Her new rented home is much smaller – just one bedroom, a bathroom, and an open plan living room and kitchen – so she’s taken with her what she needs and wants (and whatever will fit) and the rest of the old house and contents have to be cleared and sorted and made ready for putting on the market.
So Mum moved in to her new, self-styled ‘old-lady’ place yesterday, and thankfully slept well on her first night in her new bed. Tomorrow my husband and I will be going out to the old house to look for some necessary documentation I need to complete on Mum’s behalf. And then we can start planning ahead for whatever comes next.
It does feel a bit strange to think of the house not being in our family any more, but neither my brother nor I have ever had any wish to live there as adults ourselves. In our late fifties we each have our own lives, our own families, our own homes. That was Mum and dad’s dream home, not ours. And anyway, it has to be sold to pay for Dad’s ongoing care, and Mum’s new life alone.

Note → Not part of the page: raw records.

PR #304, opened 2019-09-09
Add Rule: AWS S3 Bucket Open ACL

omer-snowflake:
edulop91 please test this against your data. I'll add you as a project contributor so that we can @ mention each other for rule creation, please let me know who else to add.

### DIFF
--- a/rules/AWS_S3_Bucket_Open_ACL.sql
+++ b/rules/AWS_S3_Bucket_Open_ACL.sql
@@ -1,0 +1,57 @@
+CREATE OR REPLACE VIEW rules.aws_s3_bucket_open_acl_violation_query COPY GRANTS
+  COMMENT='S3 Bucket ACLs can grant or deny access to specific entities. This rule checks for public bucket access.
+  @id 6rn7ad2y7tv
+  @tags aws, s3, scout2'
+AS
+SELECT OBJECT_CONSTRUCT(
+         'account_id', raw:"awsAccountId",
+         'resource_type', raw:"resourceType",
+         'name', raw:"resourceName",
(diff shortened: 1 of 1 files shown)


andrey-snowflake:
@edulop91 looks like we accidentally changed up v1.8.6 under this PR and made it look like something else -- could you take another look when you get the chance and get back to us with thoguhts and/or questions?

rules/AWS_S3_Bucket_Open_ACL.sql
```diff
@@ -0,0 +1,57 @@
+CREATE OR REPLACE VIEW rules.aws_s3_bucket_open_acl_violation_query COPY GRANTS
+  COMMENT='S3 Bucket ACLs can grant or deny access to specific entities. This rule checks for public bucket access.
+  @id 6rn7ad2y7tv
```
alldoami: What is this id syntax? What is it for?

omer-snowflake: The id in the comment is for the UI to use. Our BI also references it. Having the identifier in their let's us avoid pulling from the database for that info. Value should be the same as the query_id.

edulop91: is this just a random value?

omer-snowflake: Yup, exactly. Clicking on the +Query button in the Alerts or Violations section will generate boilerplate rule with a unique value in there.

andrey-snowflake: It's required for BI because of a permissions limitation on our end -- view-only roles can read the comment of a view but not the SQL.

PR #339, opened 2021-06-30
EICNET-928: As a GO I want to edit my group after creating it (when it's not reviewed by a SA/SCM yet)

4hardfire:
### Improvements

- Implement hook_entity_field_access() to restrict access on group fields (**field_related_groups** and **field_related_news_stories**) when group moderation state is pending.

### Test

- [ ] As a trusted user try to create a new group `/group/add/group` and check if the fields **field_related_groups** and **field_related_news_stories** are not visible;
- [ ] Save the group
- [ ] Try to edit the group and make sure you can edit the fields **field_related_groups** and **field_related_news_stories**;

### DIFF
--- a/lib/modules/eic_groups/eic_groups.module
+++ b/lib/modules/eic_groups/eic_groups.module
@@ -5,7 +5,6 @@
  * Primary module hooks for EIC Groups module.
  */
 
-use Drupal\content_moderation\Entity\ContentModerationState;
 use Drupal\Core\Access\AccessResult;
 use Drupal\Core\Entity\Display\EntityViewDisplayInterface;
 use Drupal\Core\Entity\EntityInterface;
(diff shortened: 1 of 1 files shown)


lib/modules/eic_groups/eic_groups.module
```diff
@@ -159,3 +164,46 @@ function eic_groups_cron() {
...
+function eic_groups_entity_field_access($operation, FieldDefinitionInterface $field_definition, AccountInterface $account, FieldItemListInterface $items = NULL) {
+  $access = AccessResult::neutral();
+
+  $group_restricted_fields = [
+    'field_related_groups',
+    'field_related_news_stories',
+  ];
+
+  // Access restrictions for group fields.
+  if (in_array($field_definition->getName(), $group_restricted_fields)) {
```
Dromadoros, line 180: It's just my opinion but for me it's easier to read it like this 

`if (!in_array($field_definition->getName(), $group_restricted_fields)) { return }`
So we avoid the "if" tree at maximum

Dromadoros (approved):

lib/modules/eic_groups/eic_groups.module
4hardfire: should be fine now :)

PR #344, opened 2021-06-30
EICNET-1021: Show user links in site header.

xwero:
This is a PR for EICNET-1020 and EICNET-1021.

Tests:

- When you are not logged in you should see a login link in the site header.

- When you are logged in you should the user image or image placeholder and name.
-- When you click on the user you should see the profile and log out link.

Improvement FE:

When the browser is slow you first see the links without the user trigger. This is the case for all the links in a dropdown.


lib/themes/eic_community/includes/preprocess/layout/page.inc
```diff
@@ -21,4 +21,42 @@ function eic_community_preprocess_page(array &$variables): void {
...
+      'alt' =>  t('European Commission logo'),
+      'path' => \Drupal::urlGenerator()->generateFromRoute('<front>'),
+      'src_desktop' => $variables['eic_logo_path'] . '/logo--' . $variables['language']->getId() . '.svg',
+    ]
+  ];
+
+  if ($variables['user']->id() === 0) {
+    $variables['site_header']['login']['link'] = [
+      'label' => t('Log in'),
+      'path' => '/user/login'
```
Dromadoros, line 38: Hey, it's better to use `Url::fromRoute('user.login');`, use id instead of direct path

lib/themes/eic_community/includes/preprocess/layout/page.inc
```diff
@@ -21,4 +21,42 @@ function eic_community_preprocess_page(array &$variables): void {
...
+    'icon_file_path' =>  $variables['eic_icon_path'],
+    'logo' => [
+      'title' =>  t('European Commission'),
+      'alt' =>  t('European Commission logo'),
+      'path' => \Drupal::urlGenerator()->generateFromRoute('<front>'),
+      'src_desktop' => $variables['eic_logo_path'] . '/logo--' . $variables['language']->getId() . '.svg',
+    ]
+  ];
+
+  if ($variables['user']->id() === 0) {
```
Dromadoros, line 35: It's working like this but I feel that a `\Drupal::currentUser()->isAnonymous()` is cleaner

Dromadoros: or in this case `$variables['user']->isAnonymous();`

lib/themes/eic_community/includes/preprocess/layout/page.inc
xwero: Changed.

lib/themes/eic_community/includes/preprocess/layout/page.inc
xwero: Changed.

lib/themes/eic_community/includes/preprocess/layout/page.inc
```diff
@@ -21,4 +22,42 @@ function eic_community_preprocess_page(array &$variables): void {
...
+      [
+        'link' => [
+          'label' => t('My profile'),
+          'path' => $account->toUrl()->toString(),
+        ],
+      ],
+      [
+        'link' => [
+          'label' => t('Log out'),
+          'path' => '/user/logout',
```
Dromadoros, line 56: Same for the logout, needs to generate from Route::

Dromadoros (approved):

PR #336, opened 2021-06-28
EICNET-1047: As a GA I can edit my group via a cog wheel in the group header

4hardfire:
### Improvements

- Rename method **getGroupContentOperationLinks()** from **EICGroupsHelper** service class;
- Add group edit link to the renderable array of group header block.

### Tests

- [ ] Create a group as a trusted user;
- [ ] From the group landing page, check if a new link to edit the group is available in the group header;

PR #347, opened 2021-07-02
EICNET-942: As a GO I can delete my group when it's in pending state

4hardfire:
### Changes

- New group permission helper methods added to eic_groups.helper service;
- Add/remove **group delete** permission from group owner when moderation state is **pending**.

### Tests

- [ ] Go to the group edit page and check if the delete link is available; Also, validate if the user has access to -> `groups/<group-title>/delete`
- [ ] As a SA/SCM update the group status to "Draft";
- [ ] As a trusted user, go to the group edit page and check if the delete link is not visible; Also, validate if the access is denied in -> `groups/<group-title>/delete`.

### Todo

- [ ] The delete button in the group header block is not yet available and needs to be added after we merge #336

### DIFF
--- a/lib/modules/eic_groups/src/Hooks/EntityOperations.php
+++ b/lib/modules/eic_groups/src/Hooks/EntityOperations.php
@@ -159,7 +159,7 @@ class EntityOperations implements ContainerInjectionInterface {
    */
   public function groupPermissionInsert(GroupPermissionInterface $group_permissions) {
     $group = $group_permissions->getGroup();
-    // Adds or removes delete group permission from group owner based on the
+    // Adds or removes "delete group" permission from group owner based on the
     // group moderation state.
     if ($group->get('moderation_state')->value === 'pending') {
       $this->eicGroupsHelper->addRolePermissionsToGroup($group_permissions, EICGroupsHelper::GROUP_OWNER_ROLE, ['delete group']);
@@ -368,7 +368,7 @@ class EntityOperations implements ContainerInjectionInterface {
   }
 
   /**
-   * Updates group owner permissions after based on moderation state.
+   * Updates group owner permissions based on moderation state.
    *
    * @param \Drupal\group\Entity\GroupInterface $entity
    *   The Group entity.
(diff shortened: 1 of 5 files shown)


lib/modules/eic_groups/src/Hooks/EntityOperations.php
```diff
@@ -103,6 +123,25 @@ public function groupUpdate(GroupInterface $entity) {
...
+  }
+
+  /**
+   * Implements hook_group_permission_insert().
+   */
+  public function groupPermissionInsert(GroupPermissionInterface $group_permissions) {
+    $group = $group_permissions->getGroup();
+    // Adds or removes delete group permission from group owner based on the
+    // group moderation state.
+    if ($group->get('moderation_state')->value === 'pending') {
```
lramarojaona, line 137: Maybe introduce constants for the moderation states?

lib/modules/eic_groups/src/Hooks/EntityOperations.php
```diff
@@ -263,4 +302,28 @@ protected function createGroupAboutPageMenuLink(EntityInterface $group) {
...
+   */
+  protected function updateGroupOwnerPermissions(GroupInterface $entity) {
+    /** @var \Drupal\group_permissions\Entity\GroupPermissionInterface $group_permissions */
+    $group_permissions = $this->groupPermissionsManager->loadByGroup($entity);
+
+    // Get moderation states.
+    $old_moderation_state = $entity->original->get('moderation_state')->value;
+    $new_moderation_state = $entity->get('moderation_state')->value;
+
+    if ($old_moderation_state !== $new_moderation_state && $new_moderation_state === 'pending') {
```
lramarojaona, line 319: Could we have a small comment to explain this condition?

lib/modules/eic_groups/src/Hooks/EntityOperations.php
```diff
@@ -263,4 +302,28 @@ protected function createGroupAboutPageMenuLink(EntityInterface $group) {
...
+      $this->eicGroupsHelper->addRolePermissionsToGroup($group_permissions, EICGroupsHelper::GROUP_OWNER_ROLE, ['delete group']);
+      $this->eicGroupsHelper->saveGroupPermissions($group_permissions);
+    }
+    elseif ($old_moderation_state !== $new_moderation_state && $new_moderation_state !== 'pending') {
```
lramarojaona, line 323: Could we have a small comment to explain this condition?

lramarojaona (changes requested):

lib/modules/eic_groups/src/Hooks/EntityOperations.php
4hardfire: Done. Can you have a look?

lib/modules/eic_groups/src/Hooks/EntityOperations.php
4hardfire: Done. Can you have a look?

lib/modules/eic_groups/src/Hooks/EntityOperations.php
4hardfire: Done.

PR #348, opened 2021-07-02
Feature/eicnet 1024 truncate group alias

lramarojaona:
- Create a group with a long title (e.g. "Group with with with with with with with with with long title, and some more lenghty description")
- Check that the group title token is truncated at 40 characters

### DIFF
--- a/lib/modules/eic_groups/src/Hooks/GroupTokens.php
+++ b/lib/modules/eic_groups/src/Hooks/GroupTokens.php
@@ -2,12 +2,12 @@
 
 namespace Drupal\eic_groups\Hooks;
 
-use Drupal\Component\Utility\Unicode;
 use Drupal\Core\DependencyInjection\ContainerInjectionInterface;
 use Drupal\Core\Entity\EntityTypeManagerInterface;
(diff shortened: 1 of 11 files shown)


lib/modules/eic_groups/src/Hooks/GroupTokens.php
```diff
@@ -116,12 +123,21 @@ public function tokens($type, $tokens, array $data, array $options, BubbleableMe
...
-        if (isset($data['group']) && $data['group'] instanceof GroupInterface) {
-          // Provide replacements for truncated title tokens.
-          foreach ($this->tokenService->findWithPrefix($tokens, 'eic_groups_truncated_title') as $value => $token_name) {
-            $replacements[$original] = Unicode::truncate($data['group']->label(), $value);
-          }
+      }
+    }
+
+    // Group tokens.
+    if ($type == 'group' && !empty($data['group']) && $data['group'] instanceof GroupInterface) {
```
Dromadoros, line 130: better to be consistent i guess and use strict equal

lramarojaona: This is done

PR #349, opened 2021-07-02
EICNET-1061: Change the link type for the follow group flag.

lramarojaona:
- You should now see the follow group flag with a counter


4hardfire (approved):
Seems ok to me.

PR #350, opened 2021-07-02
EICNET-942: Add group "delete" operation to the group header block.

4hardfire:
### Changes

- Add group "delete" operation to the group header block.

### Tests

- [ ] Create a group
- [ ] Go to the group overview page and check if there is a button to delete the group in the group header block.


lramarojaona:
Looks good to me

lramarojaona (approved):

PR #351, opened 2021-07-02
EICNET-954: User profile - add validation to social channel links (Part 2)

4hardfire:
### Changes

- Apply patch to fix with limited values being randomised (see https://www.drupal.org/project/social_link_field/issues/3155628).
- Limit field to only 3 social network links (LinkedIn, Twitter and Facebook).

### Tests

- [ ] Try to edit the admin profile -> /profile/1/edit
- [ ] Check if linkedin, twitter and facebook are already set as default networks. Also it shouldn't be allowed to add more than 3 or change the the network types.

### DIFF
--- a/composer.lock
+++ b/composer.lock
@@ -5266,6 +5266,9 @@
                         "status": "not-covered",
                         "message": "Alpha releases are not covered by Drupal security advisories."
                     }
+                },
+                "patches_applied": {
+                    "#3155628 - Limited values are randomised": "https://www.drupal.org/files/issues/2020-09-02/3155628-10.patch"
                 }
             },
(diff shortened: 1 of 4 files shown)


lramarojaona (approved):
Looks good but the validation is quite cumbersome:
_Just add the part of your profile. Do not include preceding slash._

Let's create a followup ticket.

4hardfire:
> Looks good but the validation is quite cumbersome:
> _Just add the part of your profile. Do not include preceding slash._
> 
> Let's create a followup ticket.

I guess if you add `https://example.org` it should not pass. It's just a matter of improving the description.

PR #355, opened 2021-07-05
EICNET-1062: As a TU I can reply to a comment on discussion in a public group without being a GM

4hardfire:
### Changes

- Improve code to update group permissions in` \Drupal\eic_groups\Hook\EntityOperations` class.
- Deny access to reply to comments when user does not have permission to post comments in groups.

### Tests

- [ ] Create a new group discussion
- [ ] Add a comment
- [ ] Log in as a Trusted user, and navigate to the discussion page of the group
- [ ] Try to reply to the comment added previously. You should get an access denied.

### Todo

Hide Reply button when the user doesn't have access to reply. @xwero we need to add a condition in pattern `comment-base.html.twig` to check if the reply_path exists (**line 177**):
```twig
{% if reply_path %}
  <div class="ecl-comment__action">
    {% include "@ecl-twig/ec-component-link/ecl-link.html.twig" with {
      link: {
        label: reply_label|default('Reply'),
        path: reply_path,
      },
      extra_classes: 'ecl-comment__reply ecl-link--button ecl-link--button-ghost',
      extra_attributes: action_attributes,
    } %}
  </div>
{% endif %}
```

### DIFF
--- a/lib/modules/eic_groups/src/Hooks/EntityOperations.php
+++ b/lib/modules/eic_groups/src/Hooks/EntityOperations.php
@@ -151,8 +151,16 @@ class EntityOperations implements ContainerInjectionInterface {
     if (!$entity->original->isPublished() && $entity->isPublished()) {
       $this->publishGroupWiki($entity);
     }
-    // Updates group owner permissions.
-    $this->updateGroupOwnerPermissions($entity);
+
+    // Get moderation states.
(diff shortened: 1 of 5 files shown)


lramarojaona:
Looks good

lramarojaona (approved):

PR #356, opened 2021-07-05
Remove book.manager service from Drupal\eic_groups\Hooks\FormOperations::create() method.

4hardfire:
### Tests

- Try to access group creation form and check if there is not PHP error.


lramarojaona:
Looks good

PR #359, opened 2021-07-07
EICNET-904: Added storybook styling to group wiki pages.

xwero:
Testing:

* Check the wiki section on the group edit page
* Create wiki (sub)pages

Problems:

* The levels of subpages is set to nine, so the add page below button is visible on the third level
* At the moment I only added the wiki page creator. There are no additional contributors.
* The hide sidebar button isn't working as on storybook, but i couldn't figure out why.


4hardfire:
@xwero,

### Book page:

There is an issue when viewing the wiki homepage (CType book page) when there are no wiki pages. The width is kinda broken (see image).
image

### Wiki page

- Issue with the button to hide/show the sidebar. (TO BE FIXED)
- Wiki page navigation is working a bit strange. When I click on the arrow to open the child links it works ok but when I try to close it works as if I clicked on the link which redirects me to the top level instead of closing the child links. The arrow should always open/close the dropdown. (TO BE FIXED)
- Missing caption from the media (both images or remote videos). This needs to be discussed with @JuliePost as well.
- Remote video element looks very small (see image at the bottom)
- Missing elements from download medias: image + tag + author. Needs to be reviewed with @JuliePost
- PHP error when preprocessing media documents (uploaded video): `Error: Call to a member function get() on null in eic_community_preprocess_field__field_related_downloads() (line 26 of /var/www/html/lib/themes/eic_community/includes/preprocess/field/field--media--eic-document.inc)`

image

4hardfire (changes requested):
It needs some changes. Check previous comment.

PR #361, opened 2021-07-07
EICNET-1051: As a GO I shouldn't be able to add content when my group is in pending state

4hardfire:
### Improvements

- Override access_check.group_content.create_entity service class with a custom class GroupContentCreateEntityAccessCheck in order to have extra access conditions and prevent GO from creating content while the group is in pending state;
- Add missing conditions to check group operation links access before adding them to the group header;
-  Check access to delete group by implementing hook_group_access() instead of adding/removing permissions to the group owner.

### Tests

- [ ] From the group overview page, check if the **Post content** dropdown is not available;
- [ ] Try to manually access the group content creation form through the URL and check if you get an access denied;
- [ ] As a SA/SCM, approve the group (change to draft or published);
- [ ] As a GO, you should now be able to create group content and the "Post content" dropdown should now be available in the group header;

### Test regressions

- [ ] As a Trusted user and GO, make sure you can't delete your group when it's in draft or published state.

### Todo

~- Change the way we add/remove permissions to delete a group as a GO when group has been approved. Right now, we add/remove permission to delete based on the group moderation state but we should be doing an access check on top of the default permissions. It should be done after we merge #355~


lib/modules/eic_groups/eic_groups.module
```diff
@@ -215,9 +216,25 @@ function eic_groups_entity_field_access($operation, FieldDefinitionInterface $fi
...
+  $access = AccessResult::neutral();
+
+  $moderation_state = $entity->get('moderation_state')->value;
+
+  switch ($operation) {
+    case 'delete':
+      // Deny access to delete group if the group is NOT in pending state and
+      // the user is not an "administator" or a "content_administrator".
+      if ($moderation_state !== GroupsModerationHelper::GROUP_PENDING_STATE) {
+        $access = AccessResult::forbiddenIf(!in_array('administrator', $account->getRoles(TRUE)) && !in_array('content_administrator', $account->getRoles(TRUE)))
```
lramarojaona, line 231: Don't know if we have a permission that applies here to do the check, but we should at least use the role constants rather than hard-code them: https://github.com/EIC-EA/EIC-community-D8/blob/develop/lib/modules/eic_user/src/UserHelper.php

lib/modules/eic_groups/src/Access/GroupContentCreateEntityAccessCheck.php
```diff
@@ -0,0 +1,42 @@
...
+
+    // If access is allowed, we also need to check if the user can create group
+    // content based on the current group moderation state.
+    if ($access->isAllowed()) {
+      switch ($group->get('moderation_state')->value) {
+        case GroupsModerationHelper::GROUP_PENDING_STATE:
+          // Deny access to the group content node creation form if the group
+          // is in pending state and the user is not an "administator" or a
+          // "content_administrator".
+          $access = AccessResult::forbiddenIf(!in_array('administrator', $account->getRoles(TRUE)) && !in_array('content_administrator', $account->getRoles(TRUE)))
```
lramarojaona, line 31: Same here we should use role constants: https://github.com/EIC-EA/EIC-community-D8/blob/develop/lib/modules/eic_user/src/UserHelper.php

lramarojaona (changes requested):

lramarojaona:
Also, it seems I can delete the group as trusted user/GO while it's in pending state, but I guess that's the correct behavior?
It is however wrong if we need to comply to your statement: _"As a Trusted user and GO, make sure you can't delete your group when it's in pending state."_

lib/modules/eic_groups/src/Access/GroupContentCreateEntityAccessCheck.php
4hardfire: Done!

lib/modules/eic_groups/eic_groups.module
4hardfire: Done!

4hardfire:
> Also, it seems I can delete the group as trusted user/GO while it's in pending state, but I guess that's the correct behavior?
That is correct.

> It is however wrong if we need to comply to your statement: _"As a Trusted user and GO, make sure you can't delete your group when it's in pending state."_
The statement was wrong. The right one is: _As a Trusted user and GO, make sure you can't delete your group when it's in draft or published state._. I updated the PR description accordingly.

lramarojaona (approved):
Looks good now!

PR #1050, opened 2022-01-13
EICNET-1689: Homepage last updated groups (rework 2)

4hardfire:
### Bug fixes

- Change groups homepage view cache to tag based per user because group visibility can be changed and there is an issue where anonymous users can see private groups in the list.

### Tests

- [x] As anonymous, go to the homepage and make sure you see only public groups
- [x] Login as SA/SCM
- [x] Change one of the public groups that shows in the homepage for anonymous users. Change the group to private.
- [x] Log out and navigate to the homepage
- [x] Make sure the private group is not shown in the homepage

### DIFF
--- a/config/sync/views.view.groups_homepage.yml
+++ b/config/sync/views.view.groups_homepage.yml
@@ -5,6 +5,7 @@ dependencies:
   config:
     - search_api.index.global
   module:
+    - eic_search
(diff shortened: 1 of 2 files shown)


lramarojaona (approved):
It works!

I have a lifetime of memories wrapped up in that house, some great, some not so good. But it was our family home. It was where I grew up. Realistically it should have been sold years ago, and Mum and Dad should have moved somewhere smaller and more practical and accessible when their health first started failing, probably about a decade ago.
But instead they chose to sit tight in denial and hold on to the bitter end, insisting that they would both manage to live there independently until they died. However now in their 80s neither are fit to be there any longer, they both now live elsewhere and as of yesterday it falls entirely to my brother and I to sort everything out and sell up for them.
Fifty years of the accumulated stuff of life – paperwork, personal possessions, old photographs, family mementos and memories, toys and teddies. Not to mention all the excess furniture and fripperies, including a full set of my maternal grandmother’s wedding china from the late 1930s kept wrapped up and stored in a box ‘for best’. And Dad’s old army suitcase from when he did his National Service in the 1950s.
Of course there will be some things of sentimental value to other family members that will definitely be kept, but much of what is remaining after everything is sorted out will inevitably be donated to charity. It seems a bit heartless, but what else can we do? Dad doesn’t remember any more, and Mum no longer has any room to keep it all.
I have no idea how long it will take us to clear things away enough to put the house on the market, no idea how I will feel at the end of the day when all is said and done. But right now all I can say is I’m dreading it…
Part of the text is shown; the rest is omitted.